Country music poses an entirely different tonal/ textural challenge to gut-crushing rock, Leon Russell’s homage to the genre, Hank Wilson’s Back! embracing the signature sounds to an almost satirical level. Snappy, redneck bass, trashy drum sound, whiny fiddling, staccato banjo, twangy guitars and his own, ultra-nasal vocal delivery – they’re all here. So well-recorded is this set from ’73, that the listener can zoom in on any one of the instruments and compare the airiness of acoustic guitar with the plangent drone of country-flavoured violin and the liquidity of pedal steel.
‘She Thinks I Still Care’ can turn any 20-stone-of-muscle, long-distance truck driver into a quivering mass of chick-lit torment. The Luxman places the instruments in an arc behind Russell, creating a honky-tonk set that’s so convincing you can almost taste the hickory-smoked ribs you washed down with a bottle of Pabst. The richness of the Marantz CD12/DA12 is most closely approached when in tube mode, but the solid-state setting better suits the piano. Try not picturing a pianist with sleeve garters and a cigar clenched between his teeth.
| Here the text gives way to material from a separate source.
Issue #2092, opened 2023-09-25
cmsd blacklist behaviour when host cannot be found


Jo-stfc:
Hi,
I've recently found a bug or intended behaviour that is not well documented:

Above it all, there’s Russell’s inimitable voice. Although his image is less pure country than Willie or Waylon, it’s impossible to resist the pathos of ‘I’m So Lonesome I Could Cry’. Via the D-38u, in either mode, the fluidity of the pedal steel and the luscious schmaltziness of the strings possessed a clarity and lightness of touch that reminded me of Theta’s best DACs, way back then.
What the funk, I thought. This player is not genre-specific, moving from metal to cornpone with ease. Rod Stewart’s lavishly produced Soulbook, the remastered John Lennon catalogue, Ray Davies’ recent duets set – any variations in the sound due to the flicking of that switch could not disguise the fundamental nature of the Luxman: an elegant-sounding, if subdued player, designed as it should have been … to match a deliciously retro all-valve integrated.
You’re right to think that I love this player for all the wrong reasons. I adore the looks. I smile whenever I see a valve glow. If they’re the wrong reasons for adoring a hi-fi component, then shoot me.